THERE ARE NO SHARP EDGES anywhere at Ragamuffin House. Desks, stairs, shelves: all have been carved into elegant, sweeping curves. Sunlight pours in not through windows but through port holes; crisp white walls glowing with natural light. On the top floor, in a tiny studio muffled by chunks of grey soundproofing foam sprouting from the walls, Euan Gray fluffs up a drooping bean bag.
This impossibly tall, soft-spoken Australian has taken up residence in Ragamuffin’s impossibly Zen space dedicated to creative arts therapy. Here, among the many instruments, sheets of music and seats from which it’s almost impossible to get up once you’ve sat down, the saxophonist is creating a place where people can come to heal. “I have a lifelong commitment to the spirit of music therapy,” he practically whispers. “The Ragamuffin Lighthouse Studio will be many things to many different people. There will be two main streams: a professional recording studio for musicians, plus a therapy space for healing through music for anyone from us, who get healing just from playing and recording music, to kids with trauma.”
Introduced to Ragamuffin House by the Khmer-Australian girlfriend he moved to Cambodia in pursuit of last year and is marrying on May 4, Euan is better known in his native Brisbane as frontman for The Rooftops – here for the wedding and playing at The Village the day after. Drawing heavily on soul, jazz, reggae and pop, The Rooftops – four-year residents at The Bowery in Brisbane, where Euan first met his fiancée – are synonymous with the sort of uplifting dancing-barefoot-in-the-streets sound only those who grew up on sun-drenched coastlines can create.
The grooves are feet-friendly, the storytelling soulful – some of it inspired by Euan’s long-term love affair with Cambodia – and the vibe is reflected right here in his blossoming studio. “What I was always trying to get at through the band is that feeling of unlocking ourselves and the audience into new experiences, new release and positive vibes. Coming here and taking it right back to basic stuff – getting up the courage to perform – you realise that unlocking is actually much simpler than doing a big gig and having a famous band and getting a hit record. That’s actually quite far removed from the heart of what that process is.

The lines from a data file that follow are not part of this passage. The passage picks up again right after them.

PR #10743, opened 2017-07-04
[test] don't run dbcrash.py on Travis

jnewbery:
dbcrash.db is disk intensive (it's stop-starting nodes and flushing to disk many times). Travis performs badly with heavy disk load and even with the fixes in #10704 the test still fails with timeouts in individual calls.

Even if none of the individual calls timeout, the test takes far too long on Travis. Here's an example of the test timing out the 20 minute max for an individual functional test: https://travis-ci.org/bitcoin/bitcoin/jobs/250016845. Note that the test was only about half way through when it was killed, so without the timeout in test_runner this would have taken ~40 minutes and travis would have killed the job.

For now I think we should just exclude dbcrash.py from Travis in the same way as pruning.py. It doesn't make sense to run disk-heavy tests on Travis.

### DIFF
--- a/.travis.yml
+++ b/.travis.yml
@@ -68,7 +68,7 @@ script:
     - make $MAKEJOBS $GOAL || ( echo "Build failure. Verbose build follows." && make $GOAL V=1 ; false )
     - export LD_LIBRARY_PATH=$TRAVIS_BUILD_DIR/depends/$HOST/lib
     - if [ "$RUN_TESTS" = "true" ]; then travis_wait 30 make $MAKEJOBS check VERBOSE=1; fi
-    - if [ "$TRAVIS_EVENT_TYPE" = "cron" ]; then extended="--extended --exclude pruning"; fi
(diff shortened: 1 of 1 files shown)


fanquake:
utACK bd00fa5

practicalswift:
utACK bd00fa52a1818f125c32d9759c3ddf506310271a

gmaxwell:
:-/   No disagreement, but we need a way to run these tests.

jnewbery:
> we need a way to run these tests.

for now, it's locally or not at all. Note that this is an extended test that was being run in the travis daily cron job. We weren't even running the extended tests on Travis at all until a couple of months ago, so we're in a lot better place than we were then.

laanwj:
> :-/ No disagreement, but we need a way to run these tests.

The way to run these tests, as well as all others, is simply:
```
test/functional/test_runner.py --extended
```
Running tests on Travis is not meant as replacement for running them locally.

PR #10744, opened 2017-07-04
Use method name via __func__ macro

darksh1ne:
Use __func__ macro in std::runtime_exception to:
1. fix method name in CWalletTx::GetAvailableWatchOnlyCredit()
2. refactor CWalletTx::GetAvailableCredit()

### DIFF
--- a/src/wallet/wallet.cpp
+++ b/src/wallet/wallet.cpp
@@ -1718,7 +1718,7 @@ CAmount CWalletTx::GetAvailableCredit(bool fUseCache) const
             const CTxOut &txout = tx->vout[i];
             nCredit += pwallet->GetCredit(txout, ISMINE_SPENDABLE);
             if (!MoneyRange(nCredit))
-                throw std::runtime_error("CWalletTx::GetAvailableCredit() : value out of range");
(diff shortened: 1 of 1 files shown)


gmaxwell:
Other places do this, but it frustrates grepping the source code.

jonasschnelli:
If you do so, maybe also tackle the LogPrintf's and get rid of static "CWalletXX::" there?

jnewbery:
> it frustrates grepping the source code

At first glance your comment seems reasonable, but is it really a problem? Why not just grep for the function name? Blindly grepping for the complete log string is already going to fail for those log messages that contain C string format specifiers.

laanwj:
Using `__func__` is preferred because it means one less thing that can be forgotten to be updated when moving the code around to another function.
This guarantees that the message will actually have been emitted in the function that is mentioned in the message.
As for grepping the message, you could search either the function itself, then locate it manually, or for part of the message that follows the function name. This is already the case as `__func__` is used almost everywhere, it's not a discussion worth having IMO.

MarcoFalke:
utACK 9bbf60047ea3300ebaffbe8cdc7c71e984418c20

PR #1014, opened 2020-01-07
Add Aliases completions on ZSH

chmouel:
This add ZSH completion on command aliases

### DIFF
--- a/zsh_completions.go
+++ b/zsh_completions.go
@@ -23,6 +23,7 @@ var (
 	zshCompFuncMap = template.FuncMap{
 		"genZshFuncName":              zshCompGenFuncName,
 		"extractFlags":                zshCompExtractFlag,
+		"genAliases":                  zshGenAliases,
 		"genFlagEntryForZshArguments": zshCompGenFlagEntryForArguments,
 		"extractArgsCompletions":      zshCompExtractArgumentCompletionHintsForRendering,
 	}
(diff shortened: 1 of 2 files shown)


chmouel:
It's not stalled fyi, just nobody wants to merge this 😭

marckhouzam:
Bash completion does not complete command aliases.
I'm not sure why this is.  Maybe the idea is that we don't want to guide the users to use aliases, but only to use the main command?

Also, be aware that the current zsh script may get replaced by #1070

marckhouzam:
The zsh completion script has been completely change by #1070 so this PR no longer applies.

@chmouel Note that Cobra's shell completion, including the new zsh logic, does not complete aliases.  This seems to be done by design. If you feel aliases should be completed, I recommended opening new PR and arguing the value for it.

@jpmcb I believe we can close this one now that #1070 has been merged.

jpmcb:
Thanks for letting me know @marckhouzam!! Glad we are getting some things cleaned up

@chmouel thank you so much for the contributions and PRs, apologies for not being able to get them in before the zsh revamp.

chmouel:
@marckhouzam why would you assume this is "by design" ?

marckhouzam:
@chmouel You are right, I don't actually have a confirmation it was by design.

Personally I feel command aliases should be completed somehow, either fully like you suggest or only when there are no other completions, as is done for argument aliases. Not sure which is best.

I encourage you to post a PR (since this one was no longer applicable).

Issue #1019, opened 2020-01-16
`LocalFlags().Visit()` doesn't visit set flags when in child command's `Run()`


bcongdon:
If you call `cmd.LocalFlags().Visit()` in a child command's `Run` function, it always visits an empty list of flags.

Consider the following test:

```go
func TestLocalFlagsInChildRun(t *testing.T) {
	root := &Command{
		Use: "root",
		Run: emptyRun,
	}

	var setFlags []string
	c := &Command{
		Use: "child",
		Run: func(cmd *Command, args []string) {
			cmd.LocalFlags().Visit(func(f *pflag.Flag) {
				setFlags = append(setFlags, f.Name)
			})
		},
	}
	c.Flags().BoolP("boolb", "b", false, "a boolean flag")
	root.AddCommand(c)

	_, err := executeCommand(root, "child", "--boolb")
	if err != nil {
		t.Fatal("unexpected error: ", err.Error())
	}

	if len(setFlags) != 1 || setFlags[0] != "boolb" {
		t.Errorf(`expected setFlags to be ["boolb"], but was: %v`, setFlags)
	}
}
```

Which fails on master with the following error message:

```
--- FAIL: TestLocalFlagsInChildRun (0.00s)
    command_test.go:1801: expected setFlags to be ["boolb"], but was: []
```

---

It looks like this is because when a flag is added to the `c.lflags` set in `LocalFlags()`, `pflag.FlagSet.AddFlag()` does not copy the fact that the flag may have been already parsed.

WuShaoQiang:
Why not use `Flags`?

bcongdon:
If I understand correctly, `Flags` also includes flags from the parent command, which I don't want.

(i.e. if `root` has a `boola` flag, I wouldn't want to see that in the child `LocalFlags()`)

WuShaoQiang:
```
cmd.LocalFlags().VisitAll(func(f *pflag.Flag) {
			if f.Changed {
				result = append(result, f.Name)
			}
		})
```

Try this.

bcongdon:
Thanks! That seems to solve the immediate issue. I'd still argue that this is a bug, though

PR #1020, opened 2020-01-16
Copy parsed flag values when constructing `LocalFlags()`

bcongdon:
This checks in the failing test that #1019 references, and proposes a fix to `LocalFlags()` not copying information about whether a flag has been parsed or not.

If preferable, I can open a PR against spf13/pflag to change `flagSet.AddFlag` to copy the fact that a flag already has a value instead of performing that logic here.

### DIFF
--- a/command.go
+++ b/command.go
@@ -1418,6 +1418,13 @@ func (c *Command) LocalFlags() *flag.FlagSet {
 	addToLocal := func(f *flag.Flag) {
 		if c.lflags.Lookup(f.Name) == nil && c.parentsPflags.Lookup(f.Name) == nil {
 			c.lflags.AddFlag(f)
+
+			// If `f` has already been changed, re-add its value to the flag set,
+			// otherwise `c.lflags` has no record of the flags value.
+			if f.Changed {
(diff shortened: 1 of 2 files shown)


bcongdon:
Pinging this, CLA is signed

command.go
```diff
@@ -1418,6 +1418,13 @@ func (c *Command) LocalFlags() *flag.FlagSet {
 	addToLocal := func(f *flag.Flag) {
 		if c.lflags.Lookup(f.Name) == nil && c.parentsPflags.Lookup(f.Name) == nil {
 			c.lflags.AddFlag(f)
+
+			// If `f` has already been changed, re-add its value to the flag set,
+			// otherwise `c.lflags` has no record of the flags value.
+			if f.Changed {
+				f.Changed = false
```
johnSchnake, line 1425: Why is it that you need to unset the `Changed` field? I thought the point was to just copy over the new value, I didn't expect to see this modified as well.

johnSchnake:
I'm so sorry its taken so long to respond to this PR. We are actively trying to tackle the backlog.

“My whole experience of recording, almost, is committing to spending a lot of money and a lot of stress and a lot of rushing around. Going to the studio and knowing you’re paying $500, $800 a day. The whole point of you being there – to express yourself and to give the best possible version of your song – is sort of put to one side and you’re just going through the ropes.
“A Hundred Different Lives was recorded in a big studio and had that pressure always around it. That was also the one Darren Percival produced. He’s now famous in Australia because he came second in The Voice. He’s truly amazing and I really felt like he foregrounded the meaning of each song: ‘Let’s get into this space. What does it mean? Let’s get into the emotion before the technicalities.’ That was a bit of an eye opener, but it was still in this context of stress and money and time, so we recorded our last album, Everything to Everyone, in our little home studio in Brisbane and it was so much better – more relaxed, because it was our time and our agenda in our space. That’s the kind of philosophy I want to replicate here at Ragamuffin House.”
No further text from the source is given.